Hedonische Bewertung
Kurz erklärt
Die hedonische Bewertung schätzt den Wert einer Immobilie über den statistischen Vergleich mit tatsächlich gehandelten, ähnlichen Objekten. Aus vielen realen Transaktionen wird abgeleitet, wie viel einzelne Merkmale wie Lage, Fläche oder Zimmerzahl wert sind.

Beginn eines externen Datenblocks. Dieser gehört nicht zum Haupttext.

PR #1711, opened 2019-11-14
Add ability to set DVS discovery protocol on create and change

thadc23:
The requirement of the additional`Operation` field on `LinkDiscoveryProtocolConfig` requires the check of the flag, rather than direct binding to the `Protocol` field in the config spec. They need to be set together if the protocol is provided.

### DIFF
--- a/govc/dvs/change.go
+++ b/govc/dvs/change.go
@@ -34,6 +34,8 @@ type change struct {
 	types.DVSCreateSpec
 
 	configSpec *types.VMwareDVSConfigSpec
+
+	dProtocol string
 }
 
 func init() {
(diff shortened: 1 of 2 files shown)


dougm:
@thadc23 vmwclabot check is pending, had you already signed the cla?

thadc23:
Re-signed and hopefully legal gets that taken care of

dougm:
@thadc23 have you heard anything back?  I can try to track this down if it got lost somehow.

thadc23:
I haven't heard from our legal, but I have signed the form twice.

dougm:
Regarding the CLA @thadc23 , given that you were Pivotal and now a VMware employee, no CLA is required.  Welcome!

PR #1716, opened 2019-11-16
govc: add doc on vm.info -r flag

### LINKED ISSUE #1703: Get a VM's portgroup name?
In PowerCLI, one can do:

get-virtualportgroup -vm my-vm

... to retrieve the current port group setting on a VM. I find myself in the middle of a massive migration project, and we've already decided to employ govc for it, but I'm not finding a way to:

1. Get a VM's current port group and save to variable
2. Migrate the VM to a new vCenter using our working script
3. Use regex to find a similarly named port group on the new vCenter and then set the migrated VM's port group to the new name so that it comes up cleanly in the new vCenter without the need for user interaction

If this functionality were added, it would make our lives far easier. Any plans to do so?

dougm:
Fixes #1703

### DIFF
--- a/govc/USAGE.md
+++ b/govc/USAGE.md
@@ -4425,8 +4425,12 @@ Usage: govc vm.info [OPTIONS] VM...
 
 Display info for VM.
 
+The '-r' flag displays additional info for CPU, memory and storage usage,
+along with the VM's Datastores and Networks and PortGroups.
+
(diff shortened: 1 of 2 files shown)


dougm:
@nmonday can you review?

dougm:
Thanks @nmonday

PR #1723, opened 2019-11-26
Revert "gen: retain omitempty field tag with int pointer types"

dougm:
This reverts commit 5e6f5e3f91cefdf32ec1e56cf99a14e41aa03abd.


dougm:
Revert was part of #1687 - requested for doc purposes, but had the side effect of omitting value of `0` even with pointer field types.

PR #1734, opened 2019-12-06
vcsim: bind mount BIOS UUID DMI files

### LINKED ISSUE #1709: vC Sim should bind mount BIOS UUID to DMI files when simulating lifecycle with containers
# Overview

This issue tracks a feature request for vC Simulator when it is simulating a VM's lifecycle with a container.

## Use case

The request is for vC Simulator to take the VM's BIOS UUID, ex. `04F419FE-8688-4066-A16D-CBC4193D5B93` and bind mount it to two files inside of the container:

1. `/sys/class/dmi/id/product_uuid`

    This file's content should mirror the value of the BIOS UUID

    ```shell
    $ cat /sys/class/dmi/id/product_uuid
    04F419FE-8688-4066-A16D-CBC4193D5B93
    ```

2. `/sys/class/dmi/id/product_serial`

    This file's content is a transformed version of the BIOS UUID.

    ```shell
    $ cat /sys/class/dmi/id/product_serial
    VMware-fe 19 f4 04 88 86 66 40-a1 6d cb c4 19 3d 5b 93
    ```

    * The UUID is prefixed with `VMware-`
    * The 32-character hexadecimal UUID string is formatted into distinct pairs of characters, each pair representing a byte value (`2^8`).
    * The [UUID should be encoded](https://en.wikipedia.org/wiki/Universally_unique_identifier#Encoding) where the first three components are little-endian, and the final two components are big-endian.
    * The 32 characters are separated by a `-` character after eight bytes (16 characters).
      * Please note that all characters before the `-` separator are little-endian, and all characters after the `-` separator are big-endian.

## Requirements

This feature is needed for the following reasons:

* The aforementioned files are read-only and cannot be modified once the guest is running. The only way to supply the correct data to these files when the guest is a container is to bind mount the data into the container (there is a similar feature for [setting these specific values when running a VM with VirtualBox or Fusion](https://github.com/vmware/simple-k8s-test-env/blob/1d251afbabbc27f9eab01cb70d9060e017734fc4/vagrant/Vagrantfile#L289-L302)).
* The VM lifecycle simulation feature of vC Sim is useful for performing integration or end-to-end (e2e) testing with Kubernetes because of the aforementioned files' relationship with the discovery of the _node ID_.
  * The node ID is used as the basis for the provider ID for:
    * The [Kubernetes cloud provider for vSphere](https://github.com/kubernetes/cloud-provider-vsphere)
    * The [Kubernetes cluster API provider for vSphere](https://github.com/kubernetes-sigs/cluster-api-provider-vsphere)
  * Unless specified as a flag when starting the kubelet, Kubernetes determines a node's initial ID by reading the DMI information.
    1. The kubelet attempts to gather information about the node's status, [including the node's SystemUUID](https://github.com/kubernetes/kubernetes/blob/0599ca2bcfcae7d702f95284f3c2e2c2978c7772/pkg/kubelet/nodestatus/setters.go#L263). The method used to obtain this information depends on the cAdvisor `Interface`.
    1. The cAdvisor `Interface` [is initialized with a real system filesystem implementation](https://github.com/kubernetes/kubernetes/blob/9488fbef64afd580d053347e57819817e51ac0f9/pkg/kubelet/cadvisor/cadvisor_linux.go#L87) (`SysFs`).
    1. The cAdvisor `Interface` initializes a new `Manager` [with the `SysFs` instance](https://github.com/kubernetes/kubernetes/blob/9488fbef64afd580d053347e57819817e51ac0f9/pkg/kubelet/cadvisor/cadvisor_linux.go#L104).
    1. The cAdvisor `Manager` [gathers information about the machine](https://github.com/kubernetes/kubernetes/blob/3b440dfd5550b13278e40975a7cba13a3f129475/vendor/github.com/google/cadvisor/manager/manager.go#L188) with `machine.Info(SysFs,...)`.
    1. The `machine.Info` call uses the `SysFs` instance to [get the system's UUID via `sysinfo.GetSystemUUID`](https://github.com/kubernetes/kubernetes/blob/3b440dfd5550b13278e40975a7cba13a3f129475/vendor/github.com/google/cadvisor/machine/info.go#L138).
    1. The `sysinfo.GetSystemUUID` function is simply [a wrapper](https://github.com/kubernetes/kubernetes/blob/d1e8702d36947ccc23ad820eaae7f4afbaf0b058/vendor/github.com/google/cadvisor/utils/sysinfo/sysinfo.go#L201-L203) for the `SysFs` instance's `GetSystemUUID` function.
    1. And the real `SysFs` implementation of the `GetSystemUUID` function reads the system UUID via several methods, [starting with the DMI information](https://github.com/kubernetes/kubernetes/blob/c466fd9eaf31a6a12f901369d13129f6a8853da4/vendor/github.com/google/cadvisor/utils/sysfs/sysfs.go#L237-L249).

## Notes

* The Kubernetes cloud provider for vSphere [implements this feature with Kind for doing integration testing](https://github.com/kubernetes/cloud-provider-vsphere/tree/master/test/integration).

cc @dougm @imikushin @corrieb

dougm:
For use within container simulated VMs

Fixes #1709

### DIFF
--- a/govc/test/vcsim.bats
+++ b/govc/test/vcsim.bats
@@ -262,6 +262,19 @@ load test_helper
   run govc vm.destroy $vm
   assert_success
 
+  vm=DC0_C0_RP0_VM0
+  run govc vm.change -vm $vm -e RUN.container="busybox grep VMware- /sys/class/dmi/id/product_serial"
+  assert_success
+
+  run govc vm.power -on $vm
+  assert_success
+
+  run docker inspect -f '{{.State.ExitCode}}' $vm
+  assert_success "0"
+
+  run govc vm.destroy $vm
+  assert_success
+
   vm=DC0_C0_RP0_VM1
   run govc vm.change -vm $vm -e RUN.container="busybox sh -c 'sleep \$VMX_GUESTINFO_SLEEP'" -e guestinfo.sleep=500
   assert_success
--- a/simulator/container.go
+++ b/simulator/container.go
@@ -17,13 +17,17 @@ limitations under the License.
 package simulator
 
 import (
+	"archive/tar"
 	"bytes"
+	"encoding/hex"
 	"encoding/json"
 	"fmt"
 	"log"
 	"os/exec"
 	"strings"
+	"time"
 
+	"github.com/google/uuid"
 	"github.com/vmware/govmomi/vim25/types"
 )
 
@@ -88,6 +92,46 @@ func (c *container) inspect(vm *VirtualMachine) error {
 	return nil
 }
 
+// createDMI writes BIOS UUID DMI files to a container volume
+func (c *container) createDMI(vm *VirtualMachine, name string) error {
+	cmd := exec.Command("docker", "run", "--rm", "-i", "-v", name+":"+"/"+name, "busybox", "tar", "-C", "/"+name, "-xf", "-")
+	stdin, err := cmd.StdinPipe()
+	if err != nil {
+		return err
+	}
+
+	err = cmd.Start()
+	if err != nil {
+		return err
+	}
+
+	tw := tar.NewWriter(stdin)
+
+	dmi := []struct {
+		name string
+		val  func(uuid.UUID) string
+	}{
+		{"product_uuid", productUUID},
+		{"product_serial", productSerial},
+	}
+
+	for _, file := range dmi {
+		val := file.val(vm.uid)
+		_ = tw.WriteHeader(&tar.Header{
+			Name:    file.name,
+			Size:    int64(len(val) + 1),
+			Mode:    0444,
+			ModTime: time.Now(),
+		})
+		_, _ = fmt.Fprintln(tw, val)
+	}
+
+	_ = tw.Close()
+	_ = stdin.Close()
+
+	return cmd.Wait()
+}
+
 // start runs the container if specified by the RUN.container extraConfig property.
 func (c *container) start(vm *VirtualMachine) {
 	if c.id != "" {
@@ -132,7 +176,14 @@ func (c *container) start(vm *VirtualMachine) {
 	}
 
 	run := append([]string{"docker", "run", "-d", "--name", vm.Name}, env...)
-	run = append(run, "--env", "VMX_CONFIG_UUID="+vm.Config.Uuid)
+
+	volume := fmt.Sprintf("vcsim-%s-%s", vm.Name, vm.uid)
+	if err := c.createDMI(vm, volume); err != nil {
+		log.Printf("%s: %s", vm.Name, err)
+		return
+	}
+	run = append(run, "-v", fmt.Sprintf("%s:%s:ro", volume, "/sys/class/dmi/id"))
+
 	args = append(run, args...)
 	cmd := exec.Command(shell, "-c", strings.Join(args, " "))
 	out, err := cmd.Output()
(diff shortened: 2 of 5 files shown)


imikushin:
What if vcsim itself is working in a container and connects to docker via a bind-mounted socket? Would the "VM" container still be able to start? Also, looks like failure to start the container isn't logged (in my setup it doesn't appear to be - the problem may be my setup :)).

Bottom line: I'd still like to have an env var and skip the bind-mounting if it doesn't work when running vcsim in a container.

akutz:
Hi @imikushin,

> What if vcsim itself is working in a container and connects to docker via a bind-mounted socket? Would the "VM" container still be able to start?

You just described the way the [upstream vSphere cloud provider handles testing](https://github.com/kubernetes/cloud-provider-vsphere/tree/master/test/integration). vCSim runs in a container in the K8s cluster being tested. It presents some unique challenges.

imikushin:
@akutz how can it possibly work? I mean bind-mounting files from one container into another container

akutz:
it works if the second container is running in the first container. Docker in Docker can happen two ways:

1. Mount the hosts Docker socket into a container
2. Run Docker in a container

The cloud provider’s tests accounts for both by allowing you to bind mount files from the host into the second container. The second DinD design is just normal Docker — albeit running in a container.

imikushin:
@akutz You're not saying option 1 doesn't have the right to exist anymore, are you?

dougm:
Haven't tried nested yet.. any difference between using a bind mount and volume in that case? Works the same w/o nested:

```diff
modified   simulator/container.go
@@ -151,7 +151,7 @@ func (c *container) start(vm *VirtualMachine) {
 			continue
 		}
 		_, _ = fmt.Fprintln(f, file.val(vm.uid))
-		run = append(run, "--mount", fmt.Sprintf("type=bind,source=%s,target=/sys/class/dmi/id/%s,readonly", f.Name(), file.name))
+		run = append(run, "-v", fmt.Sprintf("%s:/sys/class/dmi/id/%s:ro", f.Name(), file.name))
 		_ = f.Close()
 	}
```

dougm:
So vcsim is running in a container, writes the uuid files to its own /tmp/vcsim-$x directory, but when mounting through the docker socket that directory doesn't exist on the host and the mount fails.

I will add the env vars and skip the mounts if we're already running in a container for now.

dougm:
On second though, auto-skipping the mounts probably isn't right either.. maybe just an env var to disable for now @imikushin ?  Will need to look closer at all this to get the automatic part right I think.

akutz:
So what the the external vSphere cloud provider's integration testing does is use env vars to indicate:

* The root of the project if using DinD with a mapped sock ([`PROJECT_ROOT`](https://github.com/kubernetes/cloud-provider-vsphere/blob/fca2949a1e66c9e4c9e17f9b78237c37fa9862d8/test/integration/Makefile#L5-L6))
* Whether the project is using DinD via a mapped sock ([`DOCKER_SOCK_FROM_HOST`](https://github.com/kubernetes/cloud-provider-vsphere/blob/fca2949a1e66c9e4c9e17f9b78237c37fa9862d8/hack/make/docker.mk#L29-L34))

That way the [Kind config can use `{{PROJECT_ROOT}}`](https://github.com/kubernetes/cloud-provider-vsphere/blob/fca2949a1e66c9e4c9e17f9b78237c37fa9862d8/test/kind/kind-config.yaml#L1-L19), and it gets replaced with the root of the filesystem that contains the files that need to be bind mounted.

imikushin:
One possible solution working in all cases can be using docker volumes. A nice thing about volumes is you don't care about their physical location anymore. A downside is a bit more work to populate a volume, but that can be as simple as running a single command.

imikushin:
Docker commands to make this work would look something like this:
```sh
# create and populate the volume
docker run --rm -v dmi-id-04f419fe-8688-4066-a16d-cbc4193d5b93:/dmi-id photon:3.0 sh -c \
 'echo "04f419fe-8688-4066-a16d-cbc4193d5b93" > /dmi-id/product_uuid; \
  echo "VMware-fe 19 f4 04 88 86 66 40-a1 6d cb c4 19 3d 5b 93" > /dmi-id/product_serial'

# use the volume
docker run --name=simulated-vm \
  -v dmi-id-04f419fe-8688-4066-a16d-cbc4193d5b93:/sys/class/dmi/id \
  simulated-vm-container-image \
  command args..

# remove the volume
docker volume rm dmi-id-04f419fe-8688-4066-a16d-cbc4193d5b93
```

imikushin:
Note that in the example above it absolutely doesn't matter where these commands are run from. They work exactly the same way if run 
- from host
- from a container against the host's docker
- from a container against the nested docker

dougm:
@imikushin this sounds good, updated with your suggestion, can you give it a try?

imikushin:
LGTM

PR #1763, opened 2019-12-20
Added the missing RetrieveSnapshotDetails API in VSLM

lintongj:
The RetrieveSnapshotDetails API is necessary for the incremental backup of FCD or CNS block volume. Somehow, the API is not added initially.


lintongj:
Thanks @dougm. I am doing it.

PR #1790, opened 2020-01-13
fix simulator disk manager fault message.

sigma:
This change makes the simulator behave more like a real vCenter in the presence
of missing VMKDs. In particular, it conforms to an expectation of VCP, which
allows to use the simulator with that k8s provider.


sigma:
@dougm I'm not sure, I provided the right legal contact email in the CLA form, hopefully that will get through

dougm:
Thanks again @sigma !

PR #1799, opened 2020-01-16
vcsim: add support for NSX backed networks

dougm:


simulator/model.go
```diff
@@ -71,6 +72,13 @@ type Model struct {
 	// Portgroup specifies the number of DistributedVirtualPortgroup entities to create per Datacenter
 	Portgroup int
 
+	// PortgroupNSX specifies the number NSX backed DistributedVirtualPortgroup entities to create per Datacenter,
```
bryanv: Nit: trailing `,`?

dougm: Fixed

fstrudel:
LGTM, thanks! One small comment: is there a README somewhere that explains the names of the objects we should expect? It's always confusing to me to find what objects are created by default.

dougm:
@fstrudel just some example output: https://github.com/vmware/govmomi/tree/master/vcsim#usage

I've been meaning to add a doc that explains the generated names, will do that in a separate PR.
btw the format came from the original 'vcsim' which was a mode within vCenter (removed in 6.0): https://www.virtuallyghetto.com/2014/03/quick-tip-adding-a-custom-prefix-to-your-vcsim-environment.html

PR #1813, opened 2020-01-25
Add the option of customizing the certificate verification method

annamooseity:
Some users request a slightly less secure verification that the normal TLS method

This could include, for example, verifying everything normally except for matching the hostname.

This allows the user to specify their own verification method (which they are then liable for)

### DIFF
--- a/vim25/soap/client.go
+++ b/vim25/soap/client.go
@@ -159,6 +159,13 @@ func NewClient(u *url.URL, insecure bool) *Client {
 	return &c
 }
 
+type CertVerifyFunc func(rawCerts [][]byte, verifiedChains [][]*x509.Certificate) error
+
+func (c *Client) SetCertVerificationMethod(verifyMethod CertVerifyFunc) {
+	c.t.TLSClientConfig.InsecureSkipVerify = true
+	c.t.TLSClientConfig.VerifyPeerCertificate = verifyMethod
+}
+
 // NewServiceClient creates a NewClient with the given URL.Path and namespace.
 func (c *Client) NewServiceClient(path string, namespace string) *Client {
 	vc := c.URL()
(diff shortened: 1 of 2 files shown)


vim25/soap/client.go
```diff
@@ -159,6 +159,13 @@ func NewClient(u *url.URL, insecure bool) *Client {
 	return &c
 }
 
+type CertVerifyFunc func(rawCerts [][]byte, verifiedChains [][]*x509.Certificate) error
+
+func (c *Client) SetCertVerificationMethod(verifyMethod CertVerifyFunc) {
```
dougm: Thanks @annamooseity .  It is possible to set this field currently using:
```go
soap.Client.Transport.(*http.Transport).TLSClientConfig
```

If we were to add something else that helps simplify, how about a more general method such as:
```go
func (c *Client) DefaultTransport() *http.Transport {
   return c.t
}
```
This would give users simpler access to all Transport fields. What do you think?
There are a few other places in the repo that could use the helper as well:
```
govc/about/cert.go:102:	t := c.Client.Transport.(*http.Transport)
govc/flags/client.go:311:	if t, ok := sc.Transport.(*http.Transport); ok {
govc/flags/host_connect.go:78:			t := c.Transport.(*http.Transport)
session/manager.go:127:		c.Transport.(*http.Transport).TLSClientConfig.InsecureSkipVerify = true
vapi/library/library.go:127:				t := c.Transport.(*http.Transport)
vapi/library/library_item_updatesession_file.go:119:		if c.Transport.(*http.Transport).TLSClientConfig.InsecureSkipVerify {
```

annamooseity: I really like this! When I have time, I'd like to put up a new PR (or re-open this one, whichever you prefer) with your suggested changes.

dougm: Thanks @annamooseity , whichever is easier for you is fine with me!

PR #1829, opened 2020-02-09
vcsim: add guest operations support

dougm:
Minimal InitiateFileTransfer{To,From}Guest implementation to start,
depends on vcsim VM running a container.


govc/test/vm.bats
```diff
@@ -960,3 +960,39 @@ load test_helper
...
+
+  run govc vm.power -on $GOVC_VM
+  assert_success
+
+  if ! docker inspect "$name" ; then
+    flunk "$GOVC_VM container does not exist"
+  fi
+
+  run govc guest.upload README.md /tmp/README.md
+  assert_failure # unauthenticated
```
imikushin: Where does `/tmp/README.md` come from? Can the asserted failure actually be caused by a File Not Found?

2 lines below it gets successfully uploaded, apparently (the CI says `ok 205 guest fileops`), but still a bit of a mystery 🙂

imikushin:
Looking forward to Getting This Merged! 🤘

govc/test/vm.bats
dougm: The first arg `README.md` is the local [govc/test/README.md](https://github.com/vmware/govmomi/blob/master/govc/test/README.md).  We just need the container `/tmp` directory to exist.  We do need to handle more error cases (such as if /tmp didn't exist), but for now this just validates that auth is required.

See also: https://github.com/vmware/govmomi/blob/master/govc/USAGE.md#guestupload

PR #1837, opened 2020-02-13
Avoid ServiceContent requirement in lookup.NewClient

dougm:
As of d7430825, lookup.NewClient uses ServiceContent.Setting.
However, there is existing code that creates vim25.Client without
initializing ServiceContent, resulting in a nil pointer dereference.

The use of Setting was only needed for external PSC, make it optional
to avoid the NPE.


HakanSunay:
Ship it!

PR #3677, opened 2025-01-14
vcsim: fix lookup service deferred registration

dougm:
With this change, List() can be called withing having called RetrieveServiceContent()


shihhaoli (approved):
Tested manually.

PR #3678, opened 2025-01-16
vcsim: add ssoadmin GetTrustedCertificates method

dougm:


shihhaoli (approved):
Manually tested and works well. Thanks!

PR #3681, opened 2025-01-17
vcsim: fix save+load of Alarm objects

dougm:
govc object.save includes Alarm objects, but vcsim -load did not wrap the Alarm objects.
This causes panic when trying to call CreateAlarm() which expects wrapped Alarm objects.


shihhaoli (approved):
tested and crashed no longer happened, thanks

PR #3686, opened 2025-01-27
Add ResourcePool.resourceConfigSpecDetailed to missingSet filter

dougm:
New property (resourceConfigSpecDetailed) is only valid when collected against vCenter. Against ESX is NotSupported and returned by RetrievePropertiesEx in the missingSet when all properties are requested, which by default is propagated as an error.


divyenpatel (approved):
/approve
/lgtm

PR #3694, opened 2025-02-10
vcsim: add query and metadata support for CNS Volume API

dougm:
vcsim: add disk backing for cns volumes

govc: add volume.create command

govc: add volume.ls query filter flags

### DIFF
--- a/cli/volume/ls.go
+++ b/cli/volume/ls.go
@@ -1,18 +1,6 @@
-/*
-Copyright (c) 2020-2023 VMware, Inc. All Rights Reserved.
-
-Licensed under the Apache License, Version 2.0 (the "License");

Für Wohnungen und Einfamilienhäuser ist sie das gängigste Verfahren.
Das Prinzip des Vergleichs
Die hedonische Methode zerlegt eine Immobilie in ihre Merkmale und bewertet jedes anhand realer Verkaufsdaten vergleichbarer Objekte.
So entsteht eine marktnahe Einschätzung, die auf tatsächlichen Transaktionen beruht.
Für welche Objekte sie passt
Besonders geeignet ist das Verfahren für standardisierte Wohnobjekte wie Eigentumswohnungen und Einfamilienhäuser, für die viele Vergleichsdaten existieren.
Grenzen der Methode
Bei seltenen, sehr individuellen oder speziellen Objekten fehlen Vergleichsdaten. Dann liefern Sachwert- oder Ertragswertverfahren oder ein individuelles Gutachten bessere Ergebnisse.
Onlinebewertung und hedonisches Modell
Viele Onlinebewertungen basieren auf hedonischen Modellen. Sie sind ein guter Startpunkt, ersetzen bei Besonderheiten aber keine Vor-Ort-Einschätzung.
Häufige Fragen
Für welche Objekte eignet sich die hedonische Bewertung?
Vor allem für Wohnungen und Einfamilienhäuser mit vielen Vergleichsdaten.
Ist eine hedonische Onlinebewertung genau?
Als Richtwert ja. Bei individuellen Objekten oder Renovationsbedarf ist eine Vor-Ort-Bewertung verlässlicher.
Was, wenn es keine Vergleichsobjekte gibt?
Dann sind Sachwert, Ertragswert oder ein Gutachten die bessere Wahl.
Warum weichen Onlinebewertungen voneinander ab?
Weil sie unterschiedliche Datenbanken und Modelle nutzen. Als Bandbreite sind sie nützlich; für einen belastbaren Wert braucht es eine Vor-Ort-Einschätzung.